DATA IN THIS EXERCISE »
((
PR #1187, opened 2022-05-10
Add public option to embedded support for enums

j0shuams:
In trying to enable PowerShell's AppX module, we found that some of the commands shipped within the module have options. These command line options are based on projected enum values, and the existing embedded support made those enums private to the module. There's no harm in exposing enums since they're simple objects, so we support public enums now.

### DIFF
--- a/nuget/Microsoft.Windows.CsWinRT.targets
+++ b/nuget/Microsoft.Windows.CsWinRT.targets
@@ -140,8 +140,8 @@ Copyright (C) Microsoft Corporation. All rights reserved.
 
       <CsWinRTInternalProjection Condition="'$(CsWinRTPrivateProjection)' == 'true'">-internal</CsWinRTInternalProjection>
       <CsWinRTEmbeddedProjection Condition="'$(CsWinRTEmbedded)' == 'true'">-embedded</CsWinRTEmbeddedProjection>
-	    <CsWinRTEmbeddedEnums Condition="'$(CsWinRTEmbeddedPublicEnums)' == 'true'">-public_enums</CsWinRTEmbeddedEnums>
-	    <CsWinRTExeTFM Condition="$([MSBuild]::GetTargetFrameworkVersion('$(TargetFramework)')) == 5">net5.0</CsWinRTExeTFM>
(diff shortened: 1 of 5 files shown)


nuget/Microsoft.Windows.CsWinRT.targets
```diff
@@ -140,7 +140,8 @@ Copyright (C) Microsoft Corporation. All rights reserved.
 
       <CsWinRTInternalProjection Condition="'$(CsWinRTPrivateProjection)' == 'true'">-internal</CsWinRTInternalProjection>
       <CsWinRTEmbeddedProjection Condition="'$(CsWinRTEmbedded)' == 'true'">-embedded</CsWinRTEmbeddedProjection>
-      <CsWinRTExeTFM Condition="$([MSBuild]::GetTargetFrameworkVersion('$(TargetFramework)')) == 5">net5.0</CsWinRTExeTFM>
+	    <CsWinRTEmbeddedEnums Condition="'$(CsWinRTEmbeddedPublicEnums)' == 'true'">-public_enums</CsWinRTEmbeddedEnums>
```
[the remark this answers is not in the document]
j0shuams: It showed the inverse bad indenting when I previewed, not sure how this happened. Fixing

src/Samples/TestEmbedded/TestEmbeddedLibrary/TestEmbeddedLibrary.csproj
```diff
@@ -11,6 +11,8 @@
     <CsWinRTWindowsMetadata>10.0.19041.0</CsWinRTWindowsMetadata>
     <SimulateCsWinRTNugetReference>true</SimulateCsWinRTNugetReference>
     <CsWinRTGenerateProjection>true</CsWinRTGenerateProjection>
+    <!-- Will expose enums as public in the projection
```
manodasanW, line 14: Do we want a test or something for this option?

manodasanW (approved):

src/Samples/TestEmbedded/TestEmbeddedLibrary/TestEmbeddedLibrary.csproj
j0shuams: I think it's fine to leave testing this particular case to manual testing. We'd need another library for the different projection, plus the bells and whistles. I think the impact of these changes is low enough to not warrant such additional testing infrastructure.

PR #2198, opened 2015-02-25
Don't .capitalize the Home link name, as it removes capitalization

soupmatt:
Before this commit
admin.home.name = 'My Cool App' would be rendered 'My cool app'

After this commit
admin.home.name = 'My Cool App' would be rendered 'My Cool App'


mshibuya:
Thanks!

PR #2207, opened 2015-03-07
fix target typo 'blank' to '_blank'

kuboon:


lib/rails_admin/config/fields/types/file_upload.rb
```diff
@@ -35,7 +35,7 @@ class FileUpload < RailsAdmin::Config::Fields::Base
                 thumb_url = resource_url(thumb_method)
                 url != thumb_url ? v.link_to(v.image_tag(thumb_url, class: 'img-polaroid'), url, target: 'blank') : v.image_tag(thumb_url)
```
mshibuya: There's another `target: 'blank'` here...

kuboon: thanks. fixed.

mshibuya:
Thanks!

PR #2208, opened 2015-03-09
Fix dashboard history authorized check

rikkipitt:
When using CanCan (or CanCanCan) the ```can :history, :all``` ability doesn't show the history index on the dashboard. This minor PR fixes this issue by checking that the ```:history_index``` action rather than ```:history``` in app/views/rails_admin/main/dashboard.html.haml.


mshibuya:
Am sorry... this was side-effect of my change in 10655cbf.
 Thanks for your fix!

rikkipitt:
Thanks @mshibuya!

PR #2216, opened 2015-03-13
Change view of focused item in select dropdown

Daniel254:
Change view of focused item in select dropdown from http://prntscr.com/6gehla to http://prntscr.com/6geg2z
Prevents mooving text when focus in or focus out


mshibuya:
Thanks!

PR #2224, opened 2015-03-23
Fix Postgres column names

anfinil:
Rails Admin sometimes fails because column names are not quoted.


mshibuya:
Please fix [Travis errors](https://travis-ci.org/sferik/rails_admin/builds/55480924) and add specs for this :)

mshibuya:
Please reopen on update.

PR #2262, opened 2015-04-19
Fix form nested one help style

tagliala:
Model:
```rb
  has_one :country
  accepts_nested_attributes_for :country, allow_destroy: true, reject_if: :all_blank
```

### Before:
screen shot 2015-04-19 at 19 40 00

### After:
screen shot 2015-04-19 at 19 40 08

(as per: https://github.com/sferik/rails_admin/blob/master/app/views/rails_admin/main/_form_nested_many.html.haml#L1)


mshibuya:
Thanks!

PR #2263, opened 2015-04-20
Fix incorrect counts for capsuled models with the same name

DarthMax:
If I have 2 models that share the same name but are encapsulated in different modules the entity counts on the dashboard page are incorrect. This happens as the counts are stored in a hash using the value `AbstractModel#pretty_name` as key. This method itself uses `Model#model_name` which strips the module name. In this specific case this results in the same key for different models and therefore in wrong counts. 

This can be fixed by using `Model#name` instead of `Model#model_name` for the key.

### DIFF
--- a/spec/dummy_app/db/migrate/20150421143020_add_type_to_users.rb
+++ b/spec/dummy_app/db/migrate/20150421143020_add_type_to_users.rb
@@ -1,0 +1,6 @@
+class AddTypeToUsers < ActiveRecord::Migration
+  def change
+    add_column :users, :type, :string
+  end
+
+end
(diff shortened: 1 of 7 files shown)


mshibuya:
Write tests, please!

DarthMax:
Sorry. Here they are :)

spec/dummy_app/db/migrate/20150421143020_add_type_to_users.rb
```diff
@@ -0,0 +1,6 @@
+class AddTypeToUsers < ActiveRecord::Migration
+  def change
+    add_column :users, :type, :string
+  end
+
+end
```
mshibuya: This migration does not affect test result at all, so should be removed.

mshibuya:
Please also create `User::Confirmed` model for [mongoid](https://github.com/sferik/rails_admin/tree/master/spec/dummy_app/app/mongoid).

mshibuya:
Looks okay, thank you!

PR #2264, opened 2015-04-21
Avoid to delete all with deleted resource ids

akm:
In the following cases, bulk_delete action deletes all records. This pull request fixes them.

## A. When delete the selected records before show confirmation

1. UserA visits list page
2. UserA selects records
3. UserB deletes the records which are selected by UserA
4. UserA clicks "Delete selected Functions Workers"
5. rails_admin renders confirmation form without buld_ids parameter
6. UserA clicks "Yes, I'm sure"
7. rails_admin deletes the resource without bulk_ids
    - All of the record in the table are deleted

## B. When delete the selected records before send DELETE request

1. UserA visits list page
2. UserA selects records
3. UserA clicks "Delete selected Functions Workers"
4. UserB deletes the records which are selected by UserA
5. UserA clicks "Yes, I'm sure"
6. rails_admin deletes the resource without bulk_ids
    - All of the record in the table are deleted

## C. When send DELETE request without bulk_ids

1. UserA sends the request without bulk_ids
    - by attacker
    - a mistake not from browser but using some HTTP client
2. rails_admin deletes the resource without bulk_ids
    - All of the record in the table are deleted

### DIFF
--- a/lib/rails_admin/config/actions/bulk_delete.rb
+++ b/lib/rails_admin/config/actions/bulk_delete.rb
@@ -15,10 +15,14 @@ module RailsAdmin
         register_instance_option :controller do
           proc do
             if request.post? # BULK DELETE
-
               @objects = list_entries(@model_config, :destroy)
 
-              render @action.template_name
+              if @objects.blank?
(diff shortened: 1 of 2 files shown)


mshibuya:
This is a terrible bug, thanks a lot!

PR #2271, opened 2015-04-24
Fix csv for utf8mb4

dmedvinsky:
On MySQL, in order to store Emoji in the database, one must use `utf8mb4` encoding. Yet, this encoding was not present in the list of `UTF8_ENCODINGS`, so the export fails with

    ArgumentError: unknown encoding name - utf8mb4


dmedvinsky:
The build has failed but as far as I can tell, this is unrelated to my changes.

mshibuya:
Closing in favor of #2270.

PR #2273, opened 2015-04-27
Fix nested associations style

tagliala:
Apparently `col-md-offset-2` was not the proper class to set.

### Before:
screen shot 2015-04-27 at 21 15 55

### After:
screen shot 2015-04-27 at 21 14 50

I'm going to make another PR to fix checkbox's style


tagliala:
Not so simple...

PR #2539, opened 2016-01-26
Fix for bug: Uncaught Error: Syntax error

Aztre:
Fix for bug:
Uncaught Error: Syntax error, unrecognized expression: a[href=#unique-id- XXXXXXXXXXXXX ]
When it tries to remove a new nested entity.


bbenezech:
Thanks!

PR #2540, opened 2016-01-26
Fix momentjs translations for '%-d' format day of the month

ivanzotov:
Russian date long format has '%-d', so to_momentjs method translate "%-d %B %Y" into " MMMM YYYY"

https://github.com/svenfuchs/rails-i18n/blob/master/rails/locale/ru.yml#L43


mshibuya:
Thanks!

PR #2545, opened 2016-01-29
Added simple sorting by translated fields with globalize

FunkyloverOne:


mshibuya:
Please make sure that
- all the existing tests pass
- the changes you've just added are covered by new tests

FunkyloverOne:
I will add tests for my code, but that's pretty strange that lot of tests are falling even without my changes.
It seems like some tests are just old, because the code looks like it was improved. (The code results look smarter then expected results.)

bbenezech:
Sorry @FunkyloverOne but this sounds really too specific to Globalize.
Maybe you should instead provide a how-to with a config example?

PR #2547, opened 2016-01-31
Fix delocalize strftime_format for DateTime.strptime to support minus

ivanzotov:
DateTime.strprime can't parse formats that have '%-d' (https://github.com/svenfuchs/rails-i18n/search?utf8=%E2%9C%93&q=%25-d). So parse_string method returns nil and date field isn't saved correctly. I guess most users just overwrite date format to make rails_admin works properly, but this small fix let rails_admin works out of the box.


bbenezech:
Sounds good, thanks!

PR #2553, opened 2016-02-05
Not paginating when showing all history

minyoung:
When showing all history, we don't use paging (we're showing all history after all). But since Kaminari only adds extension methods when paging is used, so we end up in a situation where the paging methods are missing (which we assume are there). This happens when we're showing all history

Related issue:
https://github.com/sferik/rails_admin/issues/2503

### DIFF
--- a/app/views/rails_admin/main/index.html.haml
+++ b/app/views/rails_admin/main/index.html.haml
@@ -106,7 +106,7 @@
     - if @objects.respond_to?(:total_count)
       - total_count = @objects.total_count.to_i
       .row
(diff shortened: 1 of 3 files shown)


minyoung:
Note, there are no unit tests (yet). I haven't had the time to figure out how to add/run the tests yet

minyoung:
Now with tests (and removing unnecessary 'fix' to `app/views/rails_admin/main/index.html.haml`)

mshibuya:
Merged in, thanks!

Issue #2293, opened 2015-05-09
No route matches [POST] "/xxxx/3/edit" 


charly-palencia:
## Description
When i tried to edit some of my products or categories i got a POST RoutingError. I expect it sends the request to the  PUT action but it doesn't. what do i miss? PATH action probably? i'm not sure.
```
Started POST "/admin/product/3/edit" for ::1 at 2015-05-09 10:35:43 -0500

ActionController::RoutingError (No route matches [POST] "/admin/product/3/edit"):
  actionpack (4.2.0) lib/action_dispatch/middleware/debug_exceptions.rb:21:in `call'
  actionpack (4.2.0) lib/action_dispatch/middleware/show_exceptions.rb:30:in `call'
  railties (4.2.0) lib/rails/rack/logger.rb:38:in `call_app'
```

### Versions
**Rails** 4.2
**Rails_admin** 0.6.7

## router.rb
```ruby
  root :to => redirect('/admin')
  namespace :api do
    namespace :v1 do
      resources :categories
      resources :products
    end
  end

  mount RailsAdmin::Engine => '/admin', as: 'rails_admin'
```

### initializer/rails_admin.rb

```ruby

  config.actions do
    dashboard                     # mandatory
    index                         # mandatory
    new
    export
    bulk_delete
    show
    edit
    delete
    show_in_app
```

mshibuya:
Can you create minimal app to reproduce this problem?

charly-palencia:
@mshibuya  thanks for your replay. I fixed my issues while i was creating my new app :)
 
Apparently my problem was about a conflict with rails-api. I tried with [this](http://stackoverflow.com/questions/10923280/rails-admin-with-rails-api-conflict) but it doesn't work. So, i figured it out with this:

Gemfile
```
gem 'rails-api', require: false 
```

api_base_controller file

```
require 'rails-api'
```

Thanks you so much!

PR #2564, opened 2016-02-21
Explicity call the #t method on I18n

buren:
I'm building an API using `rails-api` and I had the same issue as described in #2293, so I added `require: false` to my Gemfile and explicitly called `require 'rails-api'` in my `ApplicationController`. 
When I then saved an record from with in rails admin I got an error `undefined method 't' for #<RailsAdmin::MainController:0x007f99a7bbc978>`. 
The fix is _very_ simple as you can see :)

thanks for an awesome gem! :star:


mshibuya:
Thanks!

Issue #1073, opened 2012-04-09
Ability to remove items from the navbar


dogweather:
In our installation, we believe that the navigation bar is very confusing for the end user. Our users are business managers, not techies:

![Screenshot](http://i.imgur.com/PYDqG.png)
- We want to remove the Gravatar. The default image is a very distracting bright blue that resembles an on/off button, inviting users to click it, without effect. We believe the gravatar only makes sense for certain user populations, and not ours.
- We want to remove the **Dashboard** link. We find it redundant, since the link on the far left fulfills the same role.
- Finally, in our app, we use the language, _sign in_ and _sign out_. Not _log in_ and _log out_. Devise also apparently uses this language by default. We need to standardize this, and this we need a way to remove or change the **Log out** button's text.

PR #2570, opened 2016-02-29
Making Gravatar optional in config

micdahl:
Added ability to disable Gravatar via config. Because including of the gravatar has moved from _secondary_navigation.html.haml to application_helper.rb disabling of the Gravatar icon in the Navbar has become very uncomfortable. So I have added config.show_gravatar which allows disabling the Gravatar via config.
#1073


bbenezech:
Thanks!

PR #2571, opened 2016-02-29
Update form_colorpicker.html.haml

nicovak:
The default css class of the field should be the bootstrap class "form-control"


mshibuya:
Thanks!

PR #2573, opened 2016-03-02
Update ra.filter-box.js

nicovak:
The label of the button should be included in the anchor, for the moment only the font awesome icon is clickable in the button.


mshibuya:
Thank you!

PR #2576, opened 2016-03-03
Fixes #2575 (pundit asking for all rows from models by monkey patching pundit

### LINKED ISSUE #2575: pundit extension inadvertently asks for all rows from models
`extensions/pundit/authorization_adapter.rb` contains this code:
```ruby
        def query(_action, abstract_model)
          @controller.policy_scope(abstract_model.model.all)
        rescue ::Pundit::NotDefinedError
          abstract_model.model.all
        end
```
but at least in `pundit 1.1.0`, the construction of `Pundit::NotDefinedError` calls `inspect` on the scope. This has the effect of retrieving every single row from the database table in question. We ran into this with a table that has over a million rows.

I have monkey-patched our application to get around this. I have also created a PR which has a spec that fails with the existing code and works with my patch. I'm submitting this issue before the PR so my commit can reference this issue.

ctm:
I'm not super happy with this PR, in that patching pundit seems ugly in general and adding a method whose name ends with `_or_nil` is gross in specific. However, the problem in the issue is real and this PR does resolve the problem.

I looked at pundit and didn't see a method that RailsAdmin could use to avoid the problem. Perhaps it makes sense to also submit a PR to pundit or at least open up an issue. Additionally, it's not obvious to me that having `ActiveRecord::Relation#inspect` retrieve all the rows of the relation is a particularly good idea, either.

So, I'm not at all wedded to this particular solution, but I am hoping that the issue is addressed so we can go back to using a stock RailsAdmin without monkey-patching.

### DIFF
--- a/config/initializers/pundit_patch.rb
+++ b/config/initializers/pundit_patch.rb
@@ -1,0 +1,20 @@
+# This file adds a method to the Pundit module that is logically
+# equivalent to Pundit#policy_scope, except when there is no
+# policy scope, nil is returned instead of raising a
+# Pundit::NotDefinedError.
+#
+# In addition to allowing us to avoid using exceptions as
+# flow-control, this bypasses any time consuming things that may occur
+# when the exception is created.
+#
+# In specific, this avoids sending inspect to an
+# ActiveRecord::Relation, which can be an exceedingly expensive
+# operation if that relation, for example, describes over a million
+# rows.
+if defined?(Pundit)
+  module Pundit
+    def policy_scope_or_nil(scope)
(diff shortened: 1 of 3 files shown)


ctm:
I see my code failed a `rubocop` check. I've fixed that and done a `push -f`.

ctm:
@mshibuya I see you have merged a few other PRs recently. Is there anything I can do to help get this one merged? Reading all rows into memory is prohibitively expensive.

mshibuya:
@ctm As you're saying, monkey-patching Pundit is ugly. If it is really needed, sending PR to Pundit is the right way to move.

mshibuya:
Please reopen on update.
))
ASSIGNMENT » Show every line of the listing that includes the word "counts".

WRITTEN RESPONSE »
Fix incorrect counts for capsuled models with the same name
If I have 2 models that share the same name but are encapsulated in different modules the entity counts on the dashboard page are incorrect. This happens as the counts are stored in a hash using the value `AbstractModel#pretty_name` as key. This method itself uses `Model#model_name` which strips the module name. In this specific case this results in the same key for different models and therefore in wrong counts. 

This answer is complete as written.